Scientists are interested in **discovering/understanding** something about real world phenomena. Three types of goals:

1. Describe
2. Explain
3. Predict

One goal of **data modeling** is to provide a summary of a data set, i.e., describe it. Another is to come up with **hypotheses for descriptive and inference purposes**.

* **Descriptive statistics**: organize, summarize, and communicate a group of numerical observations, e.g, with visualizations. 

* **Inferential statistics**: use sample data to make draw conclusions about the larger population, i.e., fit statistical models to test hypothesis to infer things about the data.

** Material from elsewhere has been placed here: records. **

PR #484, opened 2019-04-07
[Finshes #165119868] Update gems and related files

JoeCohen:
- `bundle update` (catalyzed by security update to Rails)
- Add, install, and require rubocop-performance gem in response to deprecation warning
- Update Codeclimate's rubocop channel in response to updating of RuboCop
- Update link to info about rubocop channel
- Reorganize Gemfile


JoeCohen:
I'll work on this. It will probably take some experimenting, as I cannot run Code Climate locally.

app/classes/pivotal/story.rb
```diff
@@ -52,7 +52,7 @@ def initialize(json)
                   end
     end
 
-    def to_json
+    def to_json(*_args)
```
mo-nathan: How is this related to updating the gems?

app/classes/query/modules/sequence_operators.rb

![https://s4be.cochrane.org/blog/2024/01/09/descriptive-vs-inferential-statistics-an-overview/](figures/Biostatistics-figure-2.png)


# Descriptive statistics

**Descriptive statistics** use [summary statistics](https://en.wikipedia.org/wiki/Summary_statistics) to **summarize a set of observations**, including for example:

* [Central tendency](https://en.wikipedia.org/wiki/Central_tendency)
* [Dispersion](https://en.wikipedia.org/wiki/Statistical_dispersion)
* [Shape of the distribution](https://en.wikipedia.org/wiki/List_of_probability_distributions)
* [Statistical dependence](https://en.wikipedia.org/wiki/Correlation)

The measure of [central tendency](https://en.wikipedia.org/wiki/Central_tendency) is one way to make many data points comprehensible to humans by compressing them into one value. Central tendency is a descriptive statistic that best represents the center of a data set i.e. a particular value that all the data seem to be gathering around it's the "typical" score.

The most commonly reported measure of central tendency is the **mean**, the arithmetic average of a group of scores.

The **median** is the middle score of all the scores in a sample when the scores are arranged in ascending order.

Simply creating a visual representation of the distribution often reveals its central tendency.

Let's look at some data about athletes.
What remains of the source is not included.